The Council will be asked to reach a partial general approach on a draft regulation amending Regulation 3821/85 on recording equipment in road transport and amending Regulation 561/2006. The UK supports elements of the proposal that aim to reduce burdens on business. I will want to resist provisions that might impose unnecessary burdens or additional costs on Government or industry, including the proposal to ban operators from installing and calibrating tachographs in their own vehicles. I will be seeking to minimise the risks of increases in costs and burdens via future decisions taken by the European Commission (“the Commission”) under a delegated or implementing act, by pressing for clearly specified constraints on the scope of proposed action.
The Council will be asked to reach a general approach on a proposal for a directive of the European Parliament and of the Council amending Directive 2008/106/EC of the European Parliament and of the Council on the minimum level of training of seafarers. Although we would question the merit of a European database of seafarer certification, we have negotiated important changes which would require the anonymisation of seafarer personal data to be a mandatory precondition of the obligation to transfer data. We have also negotiated changes to align the text more closely with the deadline for the implementation of the amendments to the international convention on standards of training, certification and watchkeeping for seafarers to avoid placing additional burdens on EU member states which would put our flags at a competitive disadvantage with other countries’ flags.
The Council will be asked to reach a general approach on a proposal for a regulation of the European Parliament and of the Council on the accelerated phasing-in of double-hull or equivalent design requirements for single-hull oil tankers (Recast). The UK is in favour of the general approach proposed for the draft recast of these regulations which brings European law in line with amendments agreed at the International Maritime Organization.

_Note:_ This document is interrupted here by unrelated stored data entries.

PR #630, opened 2023-03-05
feat: Add configuration for trace, span, and parent ID field names

### LINKED ISSUE #626: Make trace fields configurable
At least one customer has configured their dataset schema via honeycomb to use alternative fields for trace ID, parent ID, and span ID. But refinery has these fields hardcoded to specific values.

Make these fields configurable in Refinery -- ideally with an ordered list of possibilities.

Existing behavior -- but Refinery is inconsistent with Honeycomb at large.

**Additional context**
Proposed config model:

TraceIdFieldNames: ["trace.trace_id", "trace_id", "traceId"]
ParentIdFieldNames: ["trace.parent_id", "parent_id", "parentId"]
SpanIdFieldNames: ["trace.span_id", "span_id", "spanId"]

All these fields would default to just the "trace.*" form. Helper functions would walk the name list and return the value of the first matching field.

tdarwin:

#626 - Make trace fields configurable

This should make trace, span, and parent ID fields configurable, which will allow refinery to work where a client uses a non-standard trace ID field name.

Fixes #626.


app/app_test.go
```diff
@@ -117,6 +117,9 @@ func newStartedApp(
 		GetHoneycombAPIVal:                   "http://api.honeycomb.io",
 		GetInMemoryCollectorCacheCapacityVal: config.InMemoryCollectorCacheCapacity{CacheCapacity: 10000},
 		AddHostMetadataToTrace:               enableHostMetadata,
+		TraceIdFieldNames:								 		[]string{"trace.trace_id"},
+		SpanIdFieldNames:								 			[]string{"trace.span_id"},
```
kentquirk, line 121: Since refinery doesn't currently use the span_id name, let's take it out of this PR. If we do something later, we can add it then with no harm.

collect/collect.go
```diff
@@ -515,7 +515,7 @@ func (i *InMemCollector) processSpan(sp *types.Span) {
 	trace.AddSpan(sp)
 
 	// if this is a root span, send the trace
-	if isRootSpan(sp) {
+	if isRootSpan(sp, i.Config) {
```
kentquirk, line 518: instead of passing config in as a parameter, which feels inappropriate here, please make `isRootSpan` into a member function of InMemCollector and simply reference i.Config inside the function.

collect/collect.go
```diff
@@ -617,15 +617,18 @@ func mergeTraceAndSpanSampleRates(sp *types.Span, traceSampleRate uint, dryRunMo
...
-	if parentID == nil {
-		parentID = sp.Data["parentId"]
-		if parentID == nil {
-			// no parent ID present; it's a root span
-			return true
+func isRootSpan(sp *types.Span, c config.Config ) bool {
+	var parentID string
+	for _, ParentSpanId := range c.GetParentIdFieldNames() {
+		if pID, ok := sp.Data[ParentSpanId]; ok {
+			parentID = pID.(string)
```
kentquirk, line 624: Why are you asserting it as a string? Seems like the nil test here should work -- if not, why not? This is a semantic change so I'd want to be sure it's correct.

config_complete.toml
```diff
@@ -153,6 +153,33 @@ AdditionalErrorFields = [
 # Eligible for live reload.
 # CacheOverrunStrategy = "impact"
 
+############################
+## Event ID Field Names   ##
+############################
+
+# Set the field names to use for the event ID fields. These fields are used to
+# identify events that are part of the same trace. The default values are
+# "trace.trace_id", "trace.span_id", "trace.parent_id". These values are
```
kentquirk, line 162: You set the defaults properly above, but this explanation is incomplete; please add traceId and parentId to the defaults.

kentquirk (changes requested):
This is close! A few changes, please. Although I originally specified spanID, I think we should leave it off for now since it's unused; we can always add it later.

I had also thought about putting these configurations down a level under a parent key, but decided that too should wait for the config revamp. It's fine the way it is.

collect/collect.go
tdarwin: The new code seems to be working and no longer forces the string type in the function

kentquirk (approved):
This is great. Thank you.

vthacker:
🎉 Thank you all! This is useful to us

PR #638, opened 2023-03-16
maint: Add LICENSES dir

TylerHelmuth:

- Adds LICENSES folder with all required licenses/notices

- Adds licenses/notices to LICENSES folder
- Adds a check to the build job that ensures the LICENSES folder is up-to-date.


kentquirk:
Additional requests:
* Can you add an "update-licenses" Make target also, please, and maybe have the verify task say how to run it?
* Is just stuffing these into our repo enough, or do we also need to attach them to the built artifacts somehow?

TylerHelmuth:
> Can you add an "update-licenses" Make target also, please, and maybe have the verify task say how to run it?

Will do

> Is just stuffing these into our repo enough, or do we also need to attach them to the built artifacts somehow?

As I understand it, we do need to update some stuff about our build, mainly some adding some important labels to the image that points back to this folder.  I plan to do that in a separate PR.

There will also be a progress report on a proposal for a regulation of the European Parliament and of the Council on Union guidelines for the development of the trans-European transport network. The UK recognises that the TEN-T network should be focused on projects that carry clear EU added value and should be supported by guidelines on projects seeking EU funding. We do not support standards and requirements being expanded to the wider TEN-T network on a mandatory basis. We believe that decisions on national projects to be prioritised for development and investment should remain with the member states and the transport operators concerned. Furthermore, the UK is keen to ensure that this proposal does not impose any additional financial or administrative burdens.
The main items under any other business include the Commission’s presentation on its proposal for an airport package, the implementation and exploitation of European satellite navigation systems and the connecting Europe facility. The Commission will also provide information on the European aviation safety management system and air cargo security action plan.
The Polish presidency will provide information on the ministerial conference on Eastern Partnership held in Krakow on 24-25 October 2011 and on the high-level conference on the implementation of the single European sky and its extension to third countries held in Warsaw on 28 November 2011.
The Danish delegation will also provide information on the work programme of their forthcoming presidency of the EU.